Yeah in comparison they do get a lot of snow compared to out of state resorts.

I only said that because every powder day I always ( at least used to) check the canyons snowfall total because their terrain looks like a lot of fun and there is TONS of it to be had, and the powder will last all day. But it just always seems like they never get anything decent over night. Snowbird/Brighton will get like 12" and i'll check the canyons and it's like 3-4"... I just always get let down. Frustration has caused me to give up on the Canyons.

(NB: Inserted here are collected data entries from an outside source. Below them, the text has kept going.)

PR #133, opened 2024-03-01
Fix for F56::Display

StevenLove:


slosh/benches/bench.slosh
```diff
@@ -4,13 +4,13 @@
 
 (def pu (eval-pol 100 0.5))
 (prn "(eval-pol 100 0.5) =>\n" pu)
-(prn "passed: " (equal? pu 399.99999999958527))
+(prn "passed: " (equal? pu 400))
```
gpwclark, line 7: awesome!

slosh/benches/all.rs
```diff
@@ -92,7 +92,8 @@ fn run_float_script(n: usize, m: f32, expected: f64) {
     let last = run_reader(&mut reader);
     match last {
         Ok(Value::Float(f)) => {
-            assert_eq!(f64::from(f), expected);
+            assert_eq!(f.to_string(), expected.to_string());
```
gpwclark, line 95: remove this line and use the original. Since this is a benchmark we don't need to go through the extra cycles to check the string equality. You already made some good functions to do that.

Plus, we're keeping track of bench runs. And runs are kept track of and compared by name. So if we we change one it's important to rename it so you don't mix up benchmarks. Since the regular assert_eq works, and because this was more of a formatting issue when dealing with printed values in slosh (hence the fixes to bench.slosh) I think it makes sense to leave it as is. And I don't see any merit in making a new test that benchmarks some math in addition to the new to_string command. If you're representing a number as a string, there's going to be an alloc penalty anyway not to mention the fact that you're probably printing which is very expensive in terms of time. We probably should add some benchmarks for some typical actions of that sort, but we don't want those in these existing benchmark functions because I think it's a separate concern.

we do need to get bench.slosh running in CI now though.

vm/src/value.rs
```diff
@@ -152,17 +152,22 @@ impl Display for F56 {
...
+
+        // round to a max of F56::DIGITS sig figs
+        let orig_exponent_value = as_f64.abs().log10().floor() as i32; // the number after 'e' in scientific notation
+        let target_exponent_value = F56::DIGITS as i32 - 1; // exponent that we will shift this number to
+
+        let scale_factor = 10f64.powi(target_exponent_value - orig_exponent_value);
+        let scaled_and_rounded = (as_f64 * scale_factor).round();
+        write!(f, "{}", scaled_and_rounded / scale_factor)
+        // beware that 1e11 / 1e11 == 1, so this works
+        // but 1e11 * 1e-11 = 0.9999999999999 which would kill this algorithm
```
gpwclark, line 170: nice!

sstanfield (approved):

gpwclark (approved):

PR #4787, opened 2023-04-13
fix notification issue

### LINKED ISSUE #4767: [BUG] Some notifications don't clear on hitting clear button.
Some notifications still go unread instead of being cleared. This is an edge case I suppose, as this doesn't happen all the time.

https://user-images.githubusercontent.com/44098050/229540658-bdeda61d-df92-4fe7-902f-a7c1820b6691.mp4

matborowczyk:
# Description

* Short description here *

closes #4767 

# Self Check:

- [x] Changelog entry

### DIFF
--- a/src/Slices/Notification/UI/Drawer/Item.tsx
+++ b/src/Slices/Notification/UI/Drawer/Item.tsx
@@ -84,7 +84,7 @@ const ActionList: React.FC<Props> = ({ notification, onUpdate }) => {
         <DropdownItem
           key="cleared"
           component="button"
-          onClick={() => onUpdate({ read: true, cleared: true })}
+          onClick={() => onUpdate({ cleared: true })}
         >
           {words("notification.drawer.clear")}
         </DropdownItem>,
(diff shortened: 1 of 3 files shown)


src/Slices/Notification/UI/Drawer/Item.tsx
```diff
@@ -84,7 +84,7 @@ const ActionList: React.FC<Props> = ({ notification, onUpdate }) => {
         <DropdownItem
           key="cleared"
           component="button"
-          onClick={() => onUpdate({ read: true, cleared: true })}
+          onClick={() => onUpdate({ cleared: true })}
```
LauraStordeur, line 87: Question, there's a reason why they are set on read, isn't this supposed to trigger an API call ? When you go to the notification page, you can filter the notifications based on their (un)read status. I rather think the issue lies in the updateMethod instead of the passed arguments.

matborowczyk: I checked once again and notification Item has a onclick and event was propagated to it which resulted of doubling request where latter one has body to only mark notification as "read". So my attempt resolved issue but in sub-optimal way, I'll change that :)

LauraStordeur (approved):

PR #4817, opened 2023-04-28
Fix for optional Enums in InstanceForm

### LINKED ISSUE #4790: Value select does not work anymore in instance forms
When a field is an enum we show a select with the options. In the latest release 6.2.0 this is broken. It shows it for a required field but the optional field at the bottom does not have it

Image

In a version from 20230303 you can see that it still worked:

Image

matborowczyk:
# Description

* Short description here *

closes #4790 

# Self Check:

- [x] Changelog entry

### DIFF
--- a/changelogs/unreleased/4790-select-input-fix.yml
+++ b/changelogs/unreleased/4790-select-input-fix.yml
@@ -3,5 +3,4 @@ description: 'Fix issue that cause optional enums to display wrong input in inst
 destination-branches:
 - master
 - iso6
-- iso5
 sections: {}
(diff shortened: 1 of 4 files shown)


changelogs/unreleased/4790-select-input-fix.yml
```diff
@@ -0,0 +1,7 @@
+change-type: patch
+description: 'Fix issue that cause optional enums to display wrong input in instance form'
+destination-branches:
+- master
+- iso6
+- iso5
```
LauraStordeur, line 6: You can remove the iso-5 target ;)

LauraStordeur (approved):

PR #4838, opened 2023-05-08
Display embedded entity - smart composer

### LINKED ISSUE #4756: Add support to the composer for displaying an embedded entity
Extend #4756 to also display embedded entities as an instance with a relation to the parent entity.

matborowczyk:
# Description

* Short description here *

closes #4756 

# Self Check:

- [x] Changelog entry


src/UI/Components/Diagram/actions.ts
```diff
@@ -40,45 +48,328 @@ export function showLinkTools(linkView: dia.LinkView) {
...
+
+  //auto-layout provided by JointJS
+  layout.DirectedGraph.layout(graph, {
+    dagre: dagre,
+    graphlib: graphlib,
+    nodeSep: 80,
+    edgeSep: 80,
+    rankDir: "TB",
+  });
+  return instanceAsTable.getBBox();
```
LauraStordeur, line 247: new line before return statement

src/UI/Components/Diagram/helpers.ts
```diff
@@ -0,0 +1,38 @@
+import { ServiceInstanceModel, ServiceModel } from "@/Core";
+
+export const extractRelationsIds = (
```
LauraStordeur, line 3: Same observation as for the other method regarding the different attribute state types, would be nice to later on to remove the repetition.

src/UI/Components/Diagram/actions.ts
```diff
@@ -40,45 +48,328 @@ export function showLinkTools(linkView: dia.LinkView) {
...
+  service: ServiceModel
+): g.Rect {
+  const flatAttributes = service.attributes.map((attribute) => attribute.name);
+
+  const instanceAsTable = new ServiceEntityBlock().setName(
+    serviceInstance.service_entity
+  );
+
+  //check if for any presentable attributes, if there is a set, then append them to  JointJS shape and try to display and connect embedded entities
+  if (serviceInstance.active_attributes !== null) {
```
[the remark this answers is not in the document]
matborowczyk: That's valid question that I missed, I will ask bart, but probably we would like to have only active attributes, with no mix

src/Core/Domain/AttributeValidation.ts
```diff
@@ -36,6 +36,11 @@ interface IntValidation {
 }
 
 interface IpValidation {
-  validation_type: "ipaddress.IPv4Address" | "ipaddress.IPv4Address?";
-  validation_parameters: null;
+  validation_type:
```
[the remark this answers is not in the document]
matborowczyk: I'll add that as soon as I will get the list from the core team

package.json
```diff
@@ -136,6 +136,7 @@
     "@patternfly/react-tokens": "^4.94.6",
     "@react-keycloak/web": "^3.4.0",
     "copy-to-clipboard": "^3.3.3",
+    "dagre": "^0.8.5",
```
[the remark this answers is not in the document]
matborowczyk: Yes, it was needed to enable that auto-layout thing, which it was said that was out of the box but i ran into issues that it wasn't working and I had to install it anyway.

matborowczyk:
I removed logic for active and candidates attributes, and I will introduce toggle with toolbar as that it's needed for that anyway. :)

src/Core/Domain/ServiceModel.ts
```diff
@@ -7,13 +7,13 @@ export type AttributeModel = AttributeValidation & {
...
   modifier: string;
-  default_value: string | null;
+  default_value: string | string[] | null;
   default_value_set: boolean;
 };
 
 export interface StateModel {
   deleted: boolean;
-  label?: "info" | "success" | "warning" | "danger";
+  label?: "info" | "success" | "warning" | "danger" | null;
```
LauraStordeur, line 16: is there a reasoning behind adding the null possibility ?

src/UI/Components/Diagram/helpers.ts
```diff
@@ -0,0 +1,24 @@
...
+  service: ServiceModel,
+  instance: ServiceInstanceModel
+): string[] => {
+  const relationKeys = service.inter_service_relations?.map(
+    (relation) => relation.name
+  );
+  if (!relationKeys) {
+    return [];
+  }
+  if (instance.candidate_attributes !== null) {
```
LauraStordeur, line 13: I'd have the "state" as an argument for the toggling, I think it might be easier.

something like this :
`instance[attribute_state]`

src/Core/Domain/ServiceModel.ts
matborowczyk: at the current mock taken from real world example few states were missing label property so I had to add it to cover whole range of possible "states"

src/UI/Components/Diagram/helpers.ts
matborowczyk: I thought that would require additional cast of type on it, but just checked and that would work. I will change it in then on current branch that I'm working on if that's okay with you

src/Core/Domain/ServiceModel.ts
LauraStordeur: I'm a bit confused, don't we need to add the missing states then, instead of covering it with null?

matborowczyk: If there is a possibility that backend returned label as null then I think it should be covered by corresponding interface. At least that's how I understood that case, especially that there is "no label" possibility in the service Inventory/Details

LauraStordeur (approved):

PR #4848, opened 2023-05-16
update Edit Instance Form to fit api v2 flow

### LINKED ISSUE #4766: Refactor Form data manipulation
> Blocker for Composer forms, needs to be discussed before starting on forms in the new feature !

**The way the data is handled in the form currently is like so:** 
- It gets the data from API
- It formats the data, storing into a configuration object the fields that will be displayed to the view. It discards any field that is hidden to the user. **This only causes issues in the edit flow.**
- When the form is being submitted, the output is the updated config object. 
- A merge is being executed with the original data, when it is an edit action.
- The data is sent to the BE.

**The issue with this flow is described as follow:** 
The merge action on the FE is an ordinary merge, it will fuse two object/arrays together. Changed values will be updated, but deleted values will not be seen as deleted, the old value will remain. Which means the user isn't able to delete nested values for example. 

The way the form discards the original object, makes it a lot of logic to define which value was actually deleted by the user or not. 

I don't know what is the best, to invest in a refactoring of the form, which would keep awareness of hidden values, or look into a way to make the form output the original format with changed values. 

Example : 
**Original data**
```
{
    "name": "embedded-entity",
    "service_id": "0001",
    "vlan_assigment_r1": {
        "address": "1.2.3.5/32",
        "vlan_id": 1,
        "router_ip": "1.2.3.2",
        "interface_name": "eth0"
    },
    "vlan_assigment_r2": {
        "address": "1.2.3.9/32",
        "vlan_id": 2,
        "router_ip": "1.2.3.6",
        "interface_name": "eth0"
    },
    "should_deploy_fail": false
}
```
**Form output with a changed value**
```
{
    "should_deploy_fail": false,
    "vlan_assigment_r1": {
        "router_ip": "1.2.3.1",
        "interface_name": "eth0",
        "address": "1.2.3.5/32",
        "vlan_id": 1
    },
    "vlan_assigment_r2": {
        "router_ip": "1.2.3.6",
        "interface_name": "eth0",
        "address": "1.2.3.9/32",
        "vlan_id": 2
    }
}
```

In the scenario where one of the embedded entities can be deleted, the object would result in something like this: 
```
{
    "should_deploy_fail": false,
    "vlan_assigment_r1": {
        "router_ip": "1.2.3.1",
        "interface_name": "eth0",
        "address": "1.2.3.5/32",
        "vlan_id": 1
    }
}
```

When comparing the original data with this, we can't tell if the attributes  `name` and `service_id` were deleted or if they weren't needed to build the form.

## Proposed solution

Keep the initial data, but only show the key-attribute fields as disabled, the other readonly fields can be hidden.

matborowczyk:
# Description

I changed at the end approach due to the attributes that aren't covered by FieldCreator, so logic practically the same but formState for v2 is just current state of the attributes, and there was no need for what I first tried to implement.

this test attributes were changed to reflect how the attributes really looks on our side, and that change didn't have any impact on other parts of the unit tests

closes #4766 

# Self Check:

- [x] Changelog entry


src/Slices/EditInstance/Data/CommandManager.test.ts
```diff
@@ -42,38 +42,36 @@ test("GIVEN getBodyV1 WHEN changing optional attributes THEN generates correct b
...
-//     operation: "replace",
-//     target: ".",
-//     value: {
-//       attr2: "",
-//       attr3: null,
-//       attr4: 42,
-//     },
-//   });
-// });
+  //to simulate actual behavior after refactor attr1 was added as from now on all of the fields are passed to getBodyV2 function in the flow.
```
LauraStordeur, line 57: I think, if I remember well, the reason for one attribute missing, is that the property itself can actually be removed. And that's different from setting it to undefined/null.

matborowczyk: okay, make sense, I'll adjust

matborowczyk: I had to leave attr1 as field for that attr is required, but I deleted other, attr2.

LauraStordeur (approved):

PR #4913, opened 2023-06-21
4910/add support textarea

### LINKED ISSUE #4910: Add support for Textarea in form
The form currently doesn't support Textarea. In some cases, users need to type in very long texts into the input fields, it was requested to make the input as a textarea in theses cases. 

We agreed on a workaround until a better solution has been implemented on the BE. 

If the constr is 255+ long, the input field should be adjusted to a textarea on the FE. An example will be added to the local-setup.

LauraStordeur:
# Description

Added a workaround based on a constraint to change the input field into a textarea. 

closes #4910 

image

### DIFF
--- a/src/UI/Components/ServiceInstanceForm/Helpers/FieldCreator.ts
+++ b/src/UI/Components/ServiceInstanceForm/Helpers/FieldCreator.ts
@@ -234,7 +234,8 @@ export class FieldCreator {
           (attribute.type === "string" || attribute.type === "string?") &&
           (attribute.validation_type === "pydantic.constr" ||
             attribute.validation_type === "pydantic.constr?") &&
-          attribute.validation_parameters.max_length === 10000
+          attribute.validation_parameters.max_length &&
+          attribute.validation_parameters.max_length > 255
         ) {
           return {
             kind: "Textarea",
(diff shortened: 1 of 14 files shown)


src/UI/Components/ServiceInstanceForm/Helpers/FieldCreator.ts
```diff
@@ -229,6 +229,25 @@ export class FieldCreator {
           };
         }
 
+        // WORKAROUND TO ADD SUPPORT FOR TEXTAREA
+        if (
+          (attribute.type === "string" || attribute.type === "string?") &&
+          (attribute.validation_type === "pydantic.constr" ||
+            attribute.validation_type === "pydantic.constr?") &&
+          attribute.validation_parameters.max_length === 10000
```
matborowczyk, line 237: max_length will be always 10000?

matborowczyk (approved):

src/UI/Components/ServiceInstanceForm/Helpers/FieldCreator.ts
LauraStordeur: it's the workaround we agreed on, it's until there is a better implementation on the BE for these :D

matborowczyk: Oh, that was behind workaround, now I understand :D

bartv: is it 10000 or is it longer than 255?

LauraStordeur: I made the adjustment !

Issue #4858, opened 2023-05-22
[Composer] Create halo functionality


matborowczyk:
The task is to append Halo onto the shapes with buttons with as close design as is possible.
![Image](https://github.com/inmanta/web-console/assets/113331659/a4126737-6129-41ce-9fba-c1dd52c4de12)

Optimally the task should be done before forms are fully implemented as edit form button will be here

Issue #4749, opened 2023-03-30
[Composer] adjust router (links between blocks) to fit design


matborowczyk:
currently connection between shapes/entities are based on the router implemented in the demo provided by jointjs team.

PR #4995, opened 2023-07-27
Toolbar multiple tasks

### LINKED ISSUE #4992: fix error when displaying null/undefined values in the composer

matborowczyk:
# Description

Batch of tasks:
1. added zoom-in/zoom-out buttons in the corner, they are a little bit more out of the corner, as for some reason canvas bar was overlapping them for split second and spamming the button could result with moving the view. 

2. Created Halo, which currently can delete shape/entity with links connected to it, and from now halo hold button to create links with drag&drop. 
I went through docs to check if it's possible to do links by click on source, then on target, but I didn't  find anything ready to implement, If we want to stick to it as it was in the design I'll sent a message to jointJS team if they have some demo for that.

3.Additionally fixed the issue with crashing the view when value is undefined/null, as they don't have to have tooltip,(short enough) so i took it out of the scope that was handling that.

closes #4992 #4993 #4749 #4858 

# Self Check:

- [x] Changelog entry

https://github.com/inmanta/web-console/assets/113331659/f3630f94-3904-430c-853c-3a2565735bab


src/UI/Components/Diagram/Canvas.tsx
```diff
@@ -103,3 +128,43 @@ const Container = styled.div`
   margin: 0 40px;
   height: 100%;
 `;
+
+const ZoomWrapper = styled.div`
+  z-index: 10;
```
LauraStordeur, line 133: From personal experience, I know this can become easily a mess when you have to add more elements in between or over or under that index. 
At my previous projects, we would have a global set of variables for the z-indexes. Which allowed to have an overview of the used index and easily adjust them if needed. I don't know if you like that approach or not.

matborowczyk: forgot to delete that, that was my attempt to "hide" scrollbar, but it didn't help and I ended up moving these buttons a little bit :D But I agree that z-indexes can get messy very fast

LauraStordeur (approved):

PR #5085, opened 2023-08-25
Issue/5083 edit composer

### LINKED ISSUE #5083: Add EditForm to Composer

matborowczyk:
# Description

This is the base logic for data manipulation in created shapes, which will also result in changes to "composer state" that will be translated accordingly for the endpoint (in the next iteration)

closes #5083 

# Self Check:

- [x] Changelog entry
- [] Sufficient test cases (reproduces the bug/tests the requested feature)


src/UI/Components/Diagram/actions.ts
```diff
@@ -177,10 +189,13 @@ export function appendEmbeddedEntity(
     return createdInstances;
   } else {
     const instanceAsTable = new ServiceEntityBlock()
-      .setTabColor("#0066CC")
+      .setTabColor("#009596")
```
LauraStordeur, line 192: it would be a nice idea to extract these into variables, also easier to read what color it is then :) You can make an object named `Colors` maybe?

LauraStordeur (approved):

src/UI/Components/Diagram/actions.ts
matborowczyk: Good point, Done :)

matborowczyk:
https://github.com/inmanta/web-console/assets/113331659/44c1aee7-a7da-45b2-b4d5-a9d97b8db0f4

I also really don't understand how the snowfall totals can be that different. I mean some of the chairlifts at the canyons BORDER big cottonwood... that always confused me.


----------



## snowvols (Apr 16, 2008)

But you gotta remember on those 3-4" days wind can be a key thing. Look which way the wind was blowing with the speed to determine the loading that could have occurred. Yes, loading can be bad in the BC but at a resort a 3-4" snow day could be over the head blower if the wind cooperates. Or a 12-16" snowfall could be completely miserable all depending on the wind that occurred during and after the storm. 

The altitude plays a big factor in the amount of snowfall for sure. The PC resorts are a lower altitude which is awesome for spring days. Last year PC closing day Brighton was bulletproof and just miserable so we went to PC and it was sunny and super slushy.


----------



## snowvols (Apr 16, 2008)

hikeswithdogs said:


> Last winter big\little Cottonwood canyons got around 730 inches of snow, I think PC resorts got around 520.
> 
> Favorite SLC\PC resorts in order
> Brighton
> ...



The vibe at the bird blows huge balls compared to Brighton. Also snowbird is a dump once you get away from the base. I just feel Dick Ass err I mean Dick Bass could spend money upgrading the overall mountain instead of the base and building better condos/hotels. Or instead of blowing all of his money on wanting to build a roller coaster at the bottom of Sup I mean WTF? I am glad that was shot down. Now Alta wants to have Grizzly lift accessed soon Sup with will be lift accessible which is lame. 

The tram they are talking about building between Solitude and the Canyons is super frustrating as well. Wasatch is already crowded I would hate for them to limit even more BC terrain.


----------



## hikeswithdogs (Sep 23, 2011)

snowvols said:


> The vibe at the bird blows huge balls compared to Brighton. Also snowbird is a dump once you get away from the base. I just feel Dick Ass err I mean Dick Bass could spend money upgrading the overall mountain instead of the base and building better condos/hotels. Or instead of blowing all of his money on wanting to build a roller coaster at the bottom of Sup I mean WTF? I am glad that was shot down. Now Alta wants to have Grizzly lift accessed soon Sup with will be lift accessible which is lame.
> 
> The tram they are talking about building between Solitude and the Canyons is super frustrating as well. Wasatch is already crowded I would hate for them to limit even more BC terrain.


I know all the media\reviewers RAVE about snowbird and NO DOUBT there's some epic terrain there, if you can be there on like a Wed morning with 12 inches of fresh and do laps using the tram you can probably get in a awesome 20k vertical foot day, I need to spend some more time there with someone who knows the place to get a better idea as the gnarliest I've gotten there is the chutes down below the black forest but honestly I'm so happy with the Brighton\Solitude terrain\snow that I just don't have much motivation to drive up to PC or Little cottonwood, who knows this being my first non-tourist season maybe I'll change my mind and if the gets employee passes at Snowbird I'll be taking pow days off work to ride it.

I get what your saying about the base area versus the upper mountain, I just figured they did that on purpose to keep the idiot tourists\families off of the summit and upper areas, they probably spent all their money propping up Alta and building that stupid tourist tunnel.

I have mixed feelings about the connector tram(between Solitude and the Canyons) on one hand it would be insane to have the 4 resorts and all the side country between them connected(largest ski area on the world) but the other part of me doesn't' want all those Park City\Snowbird people at Brighton\Solitude where I like the "vibe" and little to no crowds.


----------